* **EXERCISE**
Locate and copy each line in the data that contains the word "Maybe".

* **MATERIAL PROVIDED**
PR #524, opened 2022-01-12
Replace int with std::chrono in for the timer->setInterval() argument

shaavan:
The PR is a follow-up to #517

- It addresses the change suggested in [this](https://github.com/bitcoin-core/gui/pull/517#pullrequestreview-850260826) comment.
- This PR changes the type of `msecsPerSample` from **int** to **std::chrono::minutes** and makes other relevant subsequent changes that were limited to the **trafficgraphwidget** file.

### DIFF
--- a/src/qt/rpcconsole.cpp
+++ b/src/qt/rpcconsole.cpp
@@ -54,6 +54,8 @@
 #include <QTimer>
 #include <QVariant>
 
+#include <chrono>
+
 const int CONSOLE_HISTORY = 50;
 const int INITIAL_TRAFFIC_GRAPH_MINS = 30;
 const QSize FONT_RANGE(4, 40);
@@ -1140,7 +1142,7 @@ void RPCConsole::on_sldGraphRange_valueChanged(int value)
 
 void RPCConsole::setTrafficGraphRange(int mins)
 {
-    ui->trafficGraph->setGraphRangeMins(mins);
+    ui->trafficGraph->setGraphRange(std::chrono::minutes{mins});
     ui->lblGraphRange->setText(GUIUtil::formatDurationStr(std::chrono::minutes{mins}));
 }
 
--- a/src/qt/trafficgraphwidget.cpp
+++ b/src/qt/trafficgraphwidget.cpp
@@ -11,6 +11,7 @@
 #include <QColor>
 #include <QTimer>
 
+#include <chrono>
 #include <cmath>
 
 #define DESIRED_SAMPLES         800
@@ -22,7 +23,6 @@ TrafficGraphWidget::TrafficGraphWidget(QWidget *parent) :
     QWidget(parent),
     timer(nullptr),
     fMax(0.0f),
-    nMins(0),
     vSamplesIn(),
     vSamplesOut(),
     nLastBytesIn(0),
@@ -42,10 +42,7 @@ void TrafficGraphWidget::setClientModel(ClientModel *model)
     }
 }
 
-int TrafficGraphWidget::getGraphRangeMins() const
-{
-    return nMins;
-}
+std::chrono::minutes TrafficGraphWidget::getGraphRange() const { return m_range; }
 
 void TrafficGraphWidget::paintPath(QPainterPath &path, QQueue<float> &samples)
 {
@@ -153,12 +150,12 @@ void TrafficGraphWidget::updateRates()
     update();
 }
 
-void TrafficGraphWidget::setGraphRangeMins(int mins)
+void TrafficGraphWidget::setGraphRange(std::chrono::minutes new_range)
 {
-    nMins = mins;
-    int msecsPerSample = nMins * 60 * 1000 / DESIRED_SAMPLES;
+    m_range = new_range;
+    const auto msecs_per_sample{std::chrono::duration_cast<std::chrono::milliseconds>(m_range) / DESIRED_SAMPLES};
     timer->stop();
-    timer->setInterval(msecsPerSample);
+    timer->setInterval(msecs_per_sample);
 
     clear();
 }
--- a/src/qt/trafficgraphwidget.h
+++ b/src/qt/trafficgraphwidget.h
@@ -8,6 +8,8 @@
 #include <QWidget>
 #include <QQueue>
 
+#include <chrono>
+
 class ClientModel;
 
 QT_BEGIN_NAMESPACE
@@ -22,14 +24,14 @@ class TrafficGraphWidget : public QWidget
 public:
     explicit TrafficGraphWidget(QWidget *parent = nullptr);
     void setClientModel(ClientModel *model);
-    int getGraphRangeMins() const;
+    std::chrono::minutes getGraphRange() const;
 
 protected:
     void paintEvent(QPaintEvent *) override;
 
 public Q_SLOTS:
     void updateRates();
-    void setGraphRangeMins(int mins);
+    void setGraphRange(std::chrono::minutes new_range);
     void clear();
 
 private:
@@ -37,7 +39,7 @@ private:
 
     QTimer *timer;
     float fMax;
-    int nMins;
+    std::chrono::minutes m_range{0};
     QQueue<float> vSamplesIn;
     QQueue<float> vSamplesOut;
     quint64 nLastBytesIn;


src/qt/trafficgraphwidget.h
```diff
@@ -22,7 +24,7 @@ class TrafficGraphWidget : public QWidget
 public:
     explicit TrafficGraphWidget(QWidget *parent = nullptr);
     void setClientModel(ClientModel *model);
-    int getGraphRangeMins() const;
+    std::chrono::minutes getGraphRangeMins() const;
```
hebasto, line 27:
```suggestion
    std::chrono::minutes getGraphRange() const;
```

Also s/`setGraphRangeMins`/`setGraphRange`/

src/qt/trafficgraphwidget.h
```diff
@@ -37,7 +39,7 @@ public Q_SLOTS:
 
     QTimer *timer;
     float fMax;
-    int nMins;
+    std::chrono::minutes nMins;
```
hebasto, line 42:
```suggestion
    std::chrono::minutes m_range;
```

src/qt/trafficgraphwidget.cpp
```diff
@@ -11,18 +11,21 @@
...
 #define YMARGIN                 10
 
+using namespace std::chrono_literals;
+
 TrafficGraphWidget::TrafficGraphWidget(QWidget *parent) :
     QWidget(parent),
     timer(nullptr),
     fMax(0.0f),
-    nMins(0),
+    nMins(0min),
```
hebasto, line 28: Move into a member initializer?

src/qt/trafficgraphwidget.h
shaavan: Addressed in 9bb48bf657c7f2d36309807fbc7b55d0ab581a76

src/qt/trafficgraphwidget.h
shaavan: Addressed in 9bb48bf657c7f2d36309807fbc7b55d0ab581a76

src/qt/trafficgraphwidget.cpp
shaavan: Addressed in 9bb48bf657c7f2d36309807fbc7b55d0ab581a76

jonatack (commented):
Concept ACK 9bb48bf657c7f2d36309807fbc7b55d0ab581a76

RandyMcMillan:
nACK 9bb48bf657c7f2d36309807fbc7b55d0ab581a76

This is breaking the Network Traffic tab on MacOS X86_64 &  arm64

---
Darwin ₿ 19.6.0 Darwin Kernel Version 19.6.0: Tue Oct 12 18:34:05 PDT 2021; root:xnu-6153.141.43~1/RELEASE_X86_64 x86_64

Screen Shot 2022-01-14 at 12 17 27 AM
---
Darwin ₿ 20.5.0 Darwin Kernel Version 20.5.0: Sat May  8 05:10:31 PDT 2021; root:xnu-7195.121.3~9/RELEASE_ARM64_T8101 arm64

Screen Shot 2022-01-14 at 12 17 34 AM
---

hebasto (commented):
Tested 9bb48bf657c7f2d36309807fbc7b55d0ab581a76 on Linux Mint 20.3 (Qt 5.12.8) -- the "Network Traffic" tab shows a black window.

src/qt/trafficgraphwidget.cpp
```diff
@@ -153,10 +155,10 @@ void TrafficGraphWidget::updateRates()
     update();
 }
 
-void TrafficGraphWidget::setGraphRangeMins(int mins)
+void TrafficGraphWidget::setGraphRange(std::chrono::minutes mins)
 {
-    nMins = mins;
-    int msecsPerSample = nMins * 60 * 1000 / DESIRED_SAMPLES;
+    m_range = std::chrono::minutes(mins);
+    auto msecsPerSample = m_range * 60 * 1000 / DESIRED_SAMPLES;
```
hebasto, line 161: https://github.com/bitcoin-core/gui/pull/524#pullrequestreview-853590647
> Tested [9bb48bf](https://github.com/bitcoin-core/gui/commit/9bb48bf657c7f2d36309807fbc7b55d0ab581a76) on Linux Mint 20.3 (Qt 5.12.8) -- the "Network Traffic" tab shows a black window.

Could be fixed with
```suggestion
    const auto msecs_per_sample{std::chrono::duration_cast<std::chrono::milliseconds>(m_range) / DESIRED_SAMPLES};
```

shaavan:
Updated from ([pr524.02](https://github.com/shaavan/gui/tree/pr524.02) -> [pr524.03](https://github.com/shaavan/gui/tree/pr524.03))
Addressed @jonatack and @hebasto’s suggestions.

- Done proper casting of **m_range** variable from **mins** to **milliseconds**.
- Used `duration_casting` instead of `static_casting`, as suggested by @hebasto. The reason for doing so is explained in [this](https://stackoverflow.com/a/44277832) article.
- Incorporated other **nit** suggestions.

Tested that the network traffic graph is working correctly now.

src/qt/trafficgraphwidget.cpp
shaavan: Thanks, @hebasto for catching it and giving suggestions on how to correct this misbehavior

Addressed in 5e6ad435b0ed634fca5745668bf949799b306bff

src/qt/rpcconsole.cpp
```diff
@@ -1140,7 +1140,7 @@ void RPCConsole::on_sldGraphRange_valueChanged(int value)
 
 void RPCConsole::setTrafficGraphRange(int mins)
 {
-    ui->trafficGraph->setGraphRangeMins(mins);
+    ui->trafficGraph->setGraphRange(std::chrono::minutes(mins));
```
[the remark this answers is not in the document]
shaavan: Thanks, @jonatack, for nit suggestions, as well as catching the missing header. I intended to add the header, but for some reason, I missed adding it before updating the PR for some reason.

Addressed in 5e6ad43

src/qt/trafficgraphwidget.cpp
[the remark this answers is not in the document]
shaavan: Addressed in 5e6ad43

src/qt/trafficgraphwidget.cpp
```diff
@@ -42,9 +44,9 @@ void TrafficGraphWidget::setClientModel(ClientModel *model)
     }
 }
 
-int TrafficGraphWidget::getGraphRangeMins() const
+std::chrono::minutes TrafficGraphWidget::getGraphRange() const
 {
-    return nMins;
+    return m_range;
```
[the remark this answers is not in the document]
shaavan: I think it's better to incorporate the correct way of writing the code from the get-go.

Addressed in 5e6ad43

src/qt/trafficgraphwidget.cpp
```diff
@@ -11,18 +11,20 @@
...
+#include <chrono>
 #include <cmath>
 
 #define DESIRED_SAMPLES         800
 
 #define XMARGIN                 10
 #define YMARGIN                 10
 
+using namespace std::chrono_literals;
+
```
hebasto, line 23: Why this change?

src/qt/trafficgraphwidget.cpp
```diff
@@ -153,12 +152,12 @@ void TrafficGraphWidget::updateRates()
     update();
 }
 
-void TrafficGraphWidget::setGraphRangeMins(int mins)
+void TrafficGraphWidget::setGraphRange(std::chrono::minutes mins)
 {
-    nMins = mins;
-    int msecsPerSample = nMins * 60 * 1000 / DESIRED_SAMPLES;
+    m_range = std::chrono::minutes{mins};
```
hebasto, line 157: Maybe just
```suggestion
    m_range = mins;
```
?

hebasto (commented):
Approach ACK 5e6ad435b0ed634fca5745668bf949799b306bff, tested on Linux Mint 20.3 (Qt 5.12.8).

About commit message:
- please use "qt: " prefix (see https://github.com/bitcoin-core/gui/blob/master/CONTRIBUTING.md#creating-the-pull-request)
- what about "qt, refactor: Use std::chrono in TrafficGraphWidget class"?
- references like `PR#517` do not work well with separated repositories that use the monotree; you could use `bitcoin-core/gui#517`, or just drop it

src/qt/trafficgraphwidget.h
```diff
@@ -22,22 +24,22 @@ class TrafficGraphWidget : public QWidget
...
-    int getGraphRangeMins() const;
+    std::chrono::minutes getGraphRange() const;
 
 protected:
     void paintEvent(QPaintEvent *) override;
 
 public Q_SLOTS:
     void updateRates();
-    void setGraphRangeMins(int mins);
+    void setGraphRange(std::chrono::minutes mins);
```
hebasto, line 34: Maybe
```suggestion
    void setGraphRange(std::chrono::minutes new_range);
```
?

shaavan:
Updated from  5e6ad43 to f7a19ef ([pr524.03](https://github.com/shaavan/gui/tree/pr524.03) -> [pr524.04](https://github.com/shaavan/gui/tree/pr524.04))
Addressed @hebasto suggestions

Changes:
- Removed the redundant `using namespace std::chrono_literals;` statement.
- Removed unnecessary type conversion of `chrono::minutes` variable.
- Renamed `mins` -> `new_range`.
- Made appropriate changes to commit message as suggested [here](https://github.com/bitcoin-core/gui/pull/524#pullrequestreview-853649608).

src/qt/trafficgraphwidget.cpp
shaavan: I checked through the file and made sure that this statement is not needed.

Removed in f7a19ef774ef92ce348215593e3590a750c345e1

src/qt/trafficgraphwidget.cpp
shaavan: The type-conversion here seems redundant.

Addressed in f7a19ef774ef92ce348215593e3590a750c345e1

src/qt/trafficgraphwidget.h
shaavan: I think `new_range` is a more suitable name for the argument, and now its unit is cleared by its type (i.e., minutes)

Addressed in f7a19ef774ef92ce348215593e3590a750c345e1

hebasto (approved):
ACK f7a19ef774ef92ce348215593e3590a750c345e1

RandyMcMillan:
tACK f7a19ef774ef92ce348215593e3590a750c345e1

on MacOS x86_64 and Arm64

Gemk83 (approved):

src/qt/trafficgraphwidget.h
```diff
@@ -22,22 +24,22 @@ class TrafficGraphWidget : public QWidget
 public:
     explicit TrafficGraphWidget(QWidget *parent = nullptr);
     void setClientModel(ClientModel *model);
-    int getGraphRangeMins() const;
+    std::chrono::minutes getGraphRange() const;
```
promag, line 27: Just remove? It's not used.

promag (commented):
Code review ACK f7a19ef774ef92ce348215593e3590a750c345e1.

src/qt/trafficgraphwidget.h
RandyMcMillan: @promag @shaavan 

I concur - It appears to be part of the original implementation but never used for anything...

it can and should be removed...

https://github.com/bitcoin-core/gui/blame/16781e1bc9f8ffc721ebea73434e0066957bc959/src/qt/trafficgraphwidget.cpp#L45


Screen Shot 2022-01-20 at 1 16 34 PM

RandyMcMillan: @promag - great catch!

shaavan:
Updated from ([pr524.04](https://github.com/shaavan/gui/tree/pr524.04) -> [pr524.05](https://github.com/shaavan/gui/tree/pr524.05))
Addressed @promag suggestions

Changes:
- Removed the unused function `getGraphRange()` from the **TrafficGraphWidget** class.

src/qt/trafficgraphwidget.h
shaavan: Thanks @promag for catching this. Addressed in 5efd391eb1ea1a3551b2335827e4b5577be2aca3

w0xlt (approved):
tACK 5efd391 on Ubuntu 21.10 (Qt 5.15.2).

hebasto (approved):
re-ACK 5efd391eb1ea1a3551b2335827e4b5577be2aca3

src/qt/trafficgraphwidget.cpp
```diff
@@ -153,12 +148,12 @@ void TrafficGraphWidget::updateRates()
     update();
 }
 
-void TrafficGraphWidget::setGraphRangeMins(int mins)
+void TrafficGraphWidget::setGraphRange(std::chrono::minutes new_range)
```
promag, line 151: Drop `m_range` and rename this arg to `range`.

promag: Unless you early return like `if (m_range == new_range) return`, but I think this won't happen in practice.

hebasto: > Drop `m_range` and rename this arg to `range`.

In a separate (first?) commit, no?

promag: Why not the same commit? Just drop `nMin` instead of rename.

hebasto: (a) getting rid of `TrafficGraphWidget::getGraphRangeMins()` and `TrafficGraphWidget::m_range`, and (b) changing type of `TrafficGraphWidget::setGraphRange()` parameter looks really as two focused commits, no?

promag: Either way loos fine to me 👍

shaavan:
Updated from 5efd391 to bdf7cb9 ([pr524.05](https://github.com/shaavan/gui/tree/pr524.05) -> [pr524.06](https://github.com/shaavan/gui/tree/pr524.06))
Addressed @promag suggestion

Changes:
- Removed `m_range` as a member variable of the class TrafficGraphWidget and replaced it with a local `range` variable.

src/qt/trafficgraphwidget.cpp
shaavan: I think this is a valid suggestion. Better to get rid of a redundant member variable.

Addressed in bdf7cb9f0c17bdeeb8389d4b9140aca65e08ac71

@hebasto
> (a) getting rid of TrafficGraphWidget::getGraphRangeMins() and TrafficGraphWidget::nMin, and (b) refactoring of TrafficGraphWidget::setGraphRangeMins() (renaming and parameter type changing) looks really as two focused commits, no?

I agree with your reasoning. However, (a) and (b) are not mutually exclusive, and hence I was having a hard time splitting these two changes while keeping the commits meaningful. Therefore, I reckoned it would be best to make these changes in one commit.

RandyMcMillan:
Approach ACK
Removing the TrafficGraphWidget::getGraphRangeMins() function nACK

I use int TrafficGraphWidget::getGraphRangeMins() const in PR #539 (which fixes issue #532)

I have added a variation to of this PR to #539 https://github.com/bitcoin-core/gui/pull/539/commits/c25d3f42084926c92ae2051278cd785cb1907d56 to ensure compatibility with the chrono lib.

https://github.com/bitcoin-core/gui/blob/c25d3f42084926c92ae2051278cd785cb1907d56/src/qt/trafficgraphwidget.cpp#L46

### Note

https://github.com/bitcoin-core/gui/pull/524/files#diff-da38549cd85e0c422891b8ef1eb3cc33e76f0b80d15ca63aa7ad6f065c8ba694L44

src/qt/trafficgraphwidget.h
RandyMcMillan: > Approach ACK Removing the TrafficGraphWidget::getGraphRangeMins() function nACK
>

* **EXERCISE SOLUTION**
hebasto, line 157: Maybe just
hebasto, line 34: Maybe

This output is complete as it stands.